-- Task description --
Having found the line that holds "Is this intended?", give that line and all lines after it again, word for word, through the end of the data below.

____________________

PR #230, opened 2020-08-30
Address a few MISRA 2.2 violations in FreeRTOS_IP.c

AniruddhaKanhere:
Description
-----------
These changes bring in the changes required for addressing some of the MISRA rule 2.2 violations in FreeRTOS_IP.c.
The rule dictates that there shall be no dead code. When `ipconfigPRINTF` is not defined, then the debugging related variables seem to be unused. Use of ( void ) explicitly makes use of these variables while keeping the logic of code unchanged.

### DIFF
--- a/FreeRTOS-Plus/Source/FreeRTOS-Plus-TCP/FreeRTOS_IP.c
+++ b/FreeRTOS-Plus/Source/FreeRTOS-Plus-TCP/FreeRTOS_IP.c
@@ -2385,8 +2385,8 @@ BaseType_t location = 0;
 	{
 		FreeRTOS_printf( ( "CRC error: %04x location %ld\n", usChecksum, location ) );
 		
-		/* If FreeRTOS_printf is not defined, not using xLocation will be a violation of MISRA
-		 * rule 2.2 as the value assigned to location will not be used. The below statement uses
+		/* If FreeRTOS_printf is not defined, not using 'location' will be a violation of MISRA
+		 * rule 2.2 as the value assigned to 'location' will not be used. The below statement uses
 		 * the variable without modifying the logic of the source. */
 		( void ) location;
 	}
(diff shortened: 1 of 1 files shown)


FreeRTOS-Plus/Source/FreeRTOS-Plus-TCP/FreeRTOS_IP.c
```diff
@@ -2105,6 +2105,7 @@ uint8_t ucProtocol;
 		if( xResult != pdPASS )
 		{
 			FreeRTOS_printf( ( "xCheckSizeFields: location %ld\n", xLocation ) );
+			( void ) xLocation;
```
gkwicker, line 2108: I would add a comment here as to why this statement exists; same for line 2383.

AniruddhaKanhere: Done, thanks!

FreeRTOS-Plus/Source/FreeRTOS-Plus-TCP/FreeRTOS_IP.c
```diff
@@ -2379,6 +2384,11 @@ BaseType_t location = 0;
 		( usChecksum == ipINVALID_LENGTH ) )
 	{
 		FreeRTOS_printf( ( "CRC error: %04x location %ld\n", usChecksum, location ) );
+		
+		/* If FreeRTOS_printf is not defined, not using xLocation will be a violation of MISRA
```
yanjos-dev, line 2388: Can you change "xLocation" to be "location" to match the variable name?

AniruddhaKanhere: I was supposed to fix that in the [previous commit](https://github.com/FreeRTOS/FreeRTOS/pull/230/commits/a3e02c19656da2732445356bc5bd45a0601f5b7b). Thanks for spotting that mistake.
It is fixed now.

PR #232, opened 2020-09-01
cbmc: Add patch to remove overflow assert

ravibhagavandas:
Add patch to comment overflow assert in queue proofs

Description
-----------
This is a  patch to comment the [assert check](https://github.com/FreeRTOS/FreeRTOS-Kernel/blob/805b15a0224672bc89b2effffb7ab4c1debc7325/queue.c#L398) for multiplication overflow in `xQueueGenericCreate`. CBMC performs large number of division computations as part of the check, which slows down the proof.  The proof does implicit check for signed and unsigned integer overflows.

Test Steps
-----------

Related Issue
-----------


n9wxu:
done

PR #240, opened 2020-09-02
Address various MISRA warnings v3

AniruddhaKanhere:
Description
-----------
This PR reduces the total violations by eliminating a few violations of different kinds.
MISRA rule 9.1, 10.8 violations addressed.


gkwicker:
The description mentions 21.15 and 8.6, however it doesn't look like this PR addresses either of these rules.

FreeRTOS-Plus/Source/FreeRTOS-Plus-TCP/FreeRTOS_Sockets.c
```diff
@@ -770,7 +770,7 @@ EventBits_t xEventBits = ( EventBits_t ) 0;
 			calculated at the total packet size minus the headers.
 			The validity of `xDataLength` prvProcessIPPacket has been confirmed
 			in 'prvProcessIPPacket()'. */
-			lReturn = ( int32_t ) ( pxNetworkBuffer->xDataLength - sizeof( UDPPacket_t ) );
+			lReturn = ( ( ( int32_t ) pxNetworkBuffer->xDataLength ) - ( ( int32_t ) sizeof( UDPPacket_t ) ) );
```
gkwicker, line 773: Which MISRA rule is this change addressing?  It is preferable to do unsigned arithmetic here and then cast to the signed value afterwards.  Same comments on the other 2 similar lines in this PR.

gkwicker (changes requested):
It's unclear which MISRA rule the changes to use signed arithmetic apply to; it's preferable to use unsigned arithmetic as was previously done and then cast to signed later.

FreeRTOS-Plus/Source/FreeRTOS-Plus-TCP/FreeRTOS_Sockets.c
AniruddhaKanhere: This addresses rule 10.8. Which essentially says `The value of composite expression shall not be cast to a different essential type or a wider essential type`.

gkwicker: The 10.8 violation is that the cast is being applied to the result of a composite expression.  We don't want to change this expression to use signed arithmetic since that changes the functionality.  Instead, do the following (verified in Coverity to address the 10.8 violation).  You can use this same approach to address the other violations in this PR rather than switching to use signed arithmetic.

```c
size_t xPayloadLength = 0;
.
.
.
    xPayloadLength = ( pxNetworkBuffer->xDataLength - sizeof( UDPPacket_t ) );
    lReturn = ( int32_t ) xPayloadLength;
```

gkwicker (changes requested):
See comment

gkwicker (approved):

tgsong (approved):

PR #242, opened 2020-09-04
TCP: Update history file and version number

AniruddhaKanhere:
Description
-----------
This PR updates the version number and updates the `History.txt` file for the +TCP source files.


gitwallit (dismissed):

FreeRTOS-Plus/Source/FreeRTOS-Plus-TCP/History.txt
```diff
@@ -1,3 +1,47 @@
+Changes between V2.2.1 and V2.2.2
+	+ Add CBMC proofs for 4 functions.
```
RichardBarry, line 2: Folks may not know what CBMC is - so better to say something like "added another 4 memory safety proofs using the CBMC model checker".

FreeRTOS-Plus/Source/FreeRTOS-Plus-TCP/History.txt
```diff
@@ -1,3 +1,47 @@
...
+	+ Address ~1200 MISRA violations.
```
RichardBarry, line 3: This looks really alarming, but I expect most of the 1200 are the same small change repeated in lots of places.  Best to be a bit more generic and say something like "stricter MISRA compliance", or "updated to conform to additional MISRA rules [then list them].

FreeRTOS-Plus/Source/FreeRTOS-Plus-TCP/History.txt
```diff
@@ -1,3 +1,47 @@
...
+	+ Support caching multiple IP addresses per DNS entry in TCP library.
+	+ Security improvements in the TCP library.
```
RichardBarry, line 5: Is this in addition to the CBMC work?  Again I would make it either more generic as "continuous security improvements" or more specific such as "Improved security by giving users the option to reject UDP packets with a checksum of zero even though the spec allows it".

FreeRTOS-Plus/Source/FreeRTOS-Plus-TCP/History.txt
```diff
@@ -1,3 +1,47 @@
...
+	+ Add additional length check when checksum offloading is used.
```
RichardBarry, line 6: "Improve robustness by checking packet lengths in software even if the check has already been performed in the hardware".

FreeRTOS-Plus/Source/FreeRTOS-Plus-TCP/History.txt
```diff
@@ -1,3 +1,47 @@
...
+	+ Add ipconfigIP_PASS_PACKETS_WITH_IP_OPTIONS compile time constant to enable
+	  users to drop packets with IP options (IP Options are not supported).
+	+ Introduce ipconfigUDP_PASS_ZERO_CHECKSUM_PACKETS macro which enables the
```
RichardBarry, line 9: Say why, as per my previous comment "improve security by allows the user to drop UDP packets that have a checksum of zero even though the UDP specification says zero checksus should be accepted.".

RichardBarry (changes requested):

PR #246, opened 2020-09-08
FreeRTOS+TCP compatibility with 64-bit platforms

htibosch:
Description
-----------
In two functions, it was assumed that the size of a point is 32 bits, or less.
~~~c
NetworkBufferDescriptor_t *pxUDPPayloadBuffer_to_NetworkBuffer( const void * pvBuffer );
NetworkBufferDescriptor_t *pxPacketBuffer_to_NetworkBuffer( const void *pvBuffer );
~~~
With this patch, the functions can also be used on a 64-bit platform.

I tested the changes on a Xilinx Ultrascale+, which is 64-bits.


htibosch:
Two more changes related to do with 64-bit address operations in FreeRTOS_DNS.c :

~~~c
*pucStart = ( uint8_t ) ( ( uint32_t ) pucByte - ( uint32_t ) pucStart );
*pucStart = ( uint8_t ) ( ( uintptr_t ) pucByte - ( uintptr_t ) pucStart );

return ( ( uint32_t ) pucByte - ( uint32_t ) pucUDPPayloadBuffer + 1U ) + sizeof( DNSTail_t );
return ( ( uintptr_t ) pucByte - ( uintptr_t ) pucUDPPayloadBuffer + 1U ) + sizeof( DNSTail_t );
~~~

htibosch:
As the function `prvCreateDNSMessage()` is not too complicated, I will take away all pointer arithmetic and use an index.
Please ignore the last commit.
Hein

htibosch:
Just committed: "FreeRT_S_DNS.c remove pointer arithmetic in function `prvCreateDNSMessage()`".

The new version won't use pointers any more, it introduces index variables of type `size_t`. This approach is also more in line with the MISRA.
I tested the new code by comparing the output of the 2 versions of the function, both the contents and the length. The logic has not changed at all.

AniruddhaKanhere (approved):

FreeRTOS-Plus/Source/FreeRTOS-Plus-TCP/FreeRTOS_DNS.c
```diff
@@ -828,11 +828,11 @@ TickType_t uxWriteTimeOut_ticks = ipconfigDNS_SEND_BLOCK_TIME_TICKS;
...
 
 _static size_t prvCreateDNSMessage( uint8_t *pucUDPPayloadBuffer,
-								   const char *pcHostName,
-								   TickType_t uxIdentifier )
+									const char *pcHostName,
+									TickType_t uxIdentifier )
 {
 DNSMessage_t *pxDNSMessageHeader;
-uint8_t *pucStart, *pucByte;
+size_t uxStart, uxIndex;
```
AniruddhaKanhere, line 835: While we are doing these changes, shall we also add a `configASSERT( pucUDPPayloadBuffer != NULL )`? Since that is directly used with the `memcpy` on line 849.
I would also like if we have a `configASSERT( pcHostName != NULL )`.

FreeRTOS-Plus/Source/FreeRTOS-Plus-TCP/FreeRTOS_IP.c
```diff
@@ -895,47 +895,49 @@ NetworkBufferDescriptor_t * pxNewBuffer;
 }
 /*-----------------------------------------------------------*/
 
-#if( ipconfigZERO_COPY_TX_DRIVER != 0 ) || ( ipconfigZERO_COPY_RX_DRIVER != 0 )
+NetworkBufferDescriptor_t *pxPacketBuffer_to_NetworkBuffer( const void *pvBuffer )
+{
+uintptr_t uxBuffer;
+NetworkBufferDescriptor_t *pxResult;
```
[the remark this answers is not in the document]
htibosch: These functions:
~~~c
NetworkBufferDescriptor_t *pxPacketBuffer_to_NetworkBuffer( const void *pvBuffer );
NetworkBufferDescriptor_t *pxUDPPayloadBuffer_to_NetworkBuffer( const void * pvBuffer );
~~~
are very similar Each one subtracts a number of bytes from a pointer, and reads the address of a `NetworkBufferDescriptor_t`.
Because of this similarity, I propose to have the second call the first.

Another solution would be to add a common function:
~~~c
#if( ipconfigZERO_COPY_TX_DRIVER != 0 ) || ( ipconfigZERO_COPY_RX_DRIVER != 0 )
    NetworkBufferDescriptor_t *pxPacketBuffer_to_NetworkBuffer( const void *pvBuffer )
    {
        return prvBuffer_to_NetworkBuffer( pvBuffer, 0U );
    }
#endif /* ( ipconfigZERO_COPY_TX_DRIVER != 0 ) || ( ipconfigZERO_COPY_RX_DRIVER != 0 ) */

NetworkBufferDescriptor_t *pxUDPPayloadBuffer_to_NetworkBuffer( const void * pvBuffer )
{
    return prvBuffer_to_NetworkBuffer( pvBuffer, sizeof( UDPPacket_t ) );
}
~~~
Does that look better?

htibosch (commented):
Thanks for your review.
Hein

htibosch:
Commit "Merged two files with master, made changes suggested by Aniruddha"

I did the following:

- Added a new static function `prvPacketBuffer_to_NetworkBuffer` which is called from 2 locations
- Merged changes of `usGenerateChecksum()` from PR #286 
- Merged with the latest changes in master: `memcpy()` parameters

Since the last merge there are a few strange conflicts with master. I don't have the rights to solve them.

FreeRTOS-Plus/Source/FreeRTOS-Plus-TCP/FreeRTOS_IP.c
```diff
@@ -945,26 +947,14 @@ NetworkBufferDescriptor_t *pxResult;
...
 	{
 		/* Obtain the network buffer from the zero copy pointer. */
-		pucBuffer = ipPOINTER_CAST( const uint8_t *, pvBuffer );
+		uxBuffer = ipPOINTER_CAST( uintptr_t, pvBuffer );
 
 		/* The input here is a pointer to a payload buffer.  Subtract
 		the total size of a UDP/IP header plus the size of the header in
 		the network buffer, usually 8 + 2 bytes. */
-		pucBuffer -= ( sizeof( UDPPacket_t ) + ( ( size_t ) ipBUFFER_PADDING ) );
+		uxBuffer -= ( uintptr_t ) sizeof( UDPPacket_t );
```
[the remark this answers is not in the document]
AniruddhaKanhere: Works for me. Thanks @htibosch.

FreeRTOS-Plus/Source/FreeRTOS-Plus-TCP/FreeRTOS_IP.c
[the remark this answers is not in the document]
AniruddhaKanhere: Yes indeed. Both solutions would work.
I personally like the second soulution though.

FreeRTOS-Plus/Source/FreeRTOS-Plus-TCP/FreeRTOS_DNS.c
AniruddhaKanhere: I was just thinking from the perspective of CBMC checks. I would like to have proofs as unconstrained as possible. But if this configASSERT is a bit of an overstretch, then I am fine either way :)

AniruddhaKanhere:
@htibosch, thanks for the quick change to the PR. I have resolved and merged the conflicts. Do they seem okay to you?

AniruddhaKanhere (approved):

FreeRTOS-Plus/Source/FreeRTOS-Plus-TCP/FreeRTOS_DNS.c
```diff
@@ -1333,7 +1333,7 @@ const size_t uxAddressLength = ipSIZE_OF_IPv4_ADDRESS;
 							 */
 							pvCopySource = &pucByte[ sizeof( DNSAnswerRecord_t ) ];
 							pvCopyDest = &ulIPAddress;
-							( void ) memcpy( pvCopyDest, pvCopySource, uxAddressLength );
+							( void ) memcpy( pvCopyDest, pvCopySource, sizeof( uint32_t ) );
```
htibosch: Oops, I did intend to use `uxAddressLength` in stead of `sizeof()`.
This has to do with the IPv6 release, in which `uxAddressLength` is variable ( 4 or 16 ).

FreeRTOS-Plus/Source/FreeRTOS-Plus-TCP/FreeRTOS_IP.c
```diff
@@ -926,7 +926,7 @@ NetworkBufferDescriptor_t *pxResult;
 			/* The following statement may trigger a:
 			warning: cast increases required alignment of target type [-Wcast-align].
 			It has been confirmed though that the alignment is suitable. */
-			pxResult = * ( ipPOINTER_CAST( NetworkBufferDescriptor_t **, uxBuffer ) );
+			pxResult = * ( ( NetworkBufferDescriptor_t ** ) pucBuffer );
```
htibosch: This was correct, `uxBuffer` is converted to a pointer-pointer.

FreeRTOS-Plus/Source/FreeRTOS-Plus-TCP/FreeRTOS_DNS.c
htibosch: I will add the following:
~~~c
	/* Althought both pointers have been checked already, two extra
	asserts are added to help the CBMC proofs.. */
	configASSERT( pucUDPPayloadBuffer != NULL );
	configASSERT( pcHostName != NULL );
~~~

FreeRTOS-Plus/Source/FreeRTOS-Plus-TCP/FreeRTOS_DNS.c
AniruddhaKanhere: I see. But the `ulIPAddress` is defined as a 32 bit variable. And if we copy more than 4 bytes, do we not risk overwriting some other memory?
Is this intended? Or shall we be using some different datatype for `ulIPAddress`?

FreeRTOS-Plus/Source/FreeRTOS-Plus-TCP/FreeRTOS_IP.c
AniruddhaKanhere: I think we still have `uxBuffer` in place. I see this in the file diff [here](https://github.com/FreeRTOS/FreeRTOS/pull/246/files#diff-a9fb45b06179576c1ce6f497e7012d46R929). Can you please check and verify?

htibosch: In your reply there is a [link](https://github.com/FreeRTOS/FreeRTOS/pull/246/files#diff-a9fb45b06179576c1ce6f497e7012d46R929) that shows correctly:
~~~c
    pxResult = * ( ( NetworkBufferDescriptor_t ** ) uxBuffer );
~~~
I have no idea where the conflicts with master have come from.

FreeRTOS-Plus/Source/FreeRTOS-Plus-TCP/FreeRTOS_DNS.c
htibosch: Why would we copy more than 4 bytes?
There is:
~~~c
    #define ipSIZE_OF_IPv4_ADDRESS     4U  /* See FreeRTOS_IP.h */
    const size_t uxAddressLength = ipSIZE_OF_IPv4_ADDRESS;
~~~
and so the `memcpy()` will copy 4 bytes only.

> Or shall we be using some different datatype for ulIPAddress
No, that is an ordinary IPv4 address, 4 bytes long.

AniruddhaKanhere (approved):

FreeRTOS-Plus/Source/FreeRTOS-Plus-TCP/FreeRTOS_DNS.c
AniruddhaKanhere: I see. I was talking about this line from your comment "_This has to do with the IPv6 release, in which uxAddressLength is variable ( 4 or 16 )._"
What is 4 or 16? I assume that is the value in uxAddressLength. If it is 4, then it is fine, if it is 16, then we would be in trouble...

htibosch: As this is not interesting for the PR, I will reply by email.
Hein

htibosch:
This PR has moved to FreeRTOS-Plus-TCP [PR #20](https://github.com/FreeRTOS/FreeRTOS-Plus-TCP/pull/20). Now closing this PR.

____________________

-- Solution to this exercise --
Is this intended? Or shall we be using some different datatype for `ulIPAddress`?

FreeRTOS-Plus/Source/FreeRTOS-Plus-TCP/FreeRTOS_IP.c
AniruddhaKanhere: I think we still have `uxBuffer` in place. I see this in the file diff [here](https://github.com/FreeRTOS/FreeRTOS/pull/246/files#diff-a9fb45b06179576c1ce6f497e7012d46R929). Can you please check and verify?

htibosch: In your reply there is a [link](https://github.com/FreeRTOS/FreeRTOS/pull/246/files#diff-a9fb45b06179576c1ce6f497e7012d46R929) that shows correctly:
~~~c
    pxResult = * ( ( NetworkBufferDescriptor_t ** ) uxBuffer );
~~~
I have no idea where the conflicts with master have come from.

FreeRTOS-Plus/Source/FreeRTOS-Plus-TCP/FreeRTOS_DNS.c
htibosch: Why would we copy more than 4 bytes?
There is:
~~~c
    #define ipSIZE_OF_IPv4_ADDRESS     4U  /* See FreeRTOS_IP.h */
    const size_t uxAddressLength = ipSIZE_OF_IPv4_ADDRESS;
~~~
and so the `memcpy()` will copy 4 bytes only.

> Or shall we be using some different datatype for ulIPAddress
No, that is an ordinary IPv4 address, 4 bytes long.

AniruddhaKanhere (approved):

FreeRTOS-Plus/Source/FreeRTOS-Plus-TCP/FreeRTOS_DNS.c
AniruddhaKanhere: I see. I was talking about this line from your comment "_This has to do with the IPv6 release, in which uxAddressLength is variable ( 4 or 16 )._"
What is 4 or 16? I assume that is the value in uxAddressLength. If it is 4, then it is fine, if it is 16, then we would be in trouble...

htibosch: As this is not interesting for the PR, I will reply by email.
Hein

htibosch:
This PR has moved to FreeRTOS-Plus-TCP [PR #20](https://github.com/FreeRTOS/FreeRTOS-Plus-TCP/pull/20). Now closing this PR.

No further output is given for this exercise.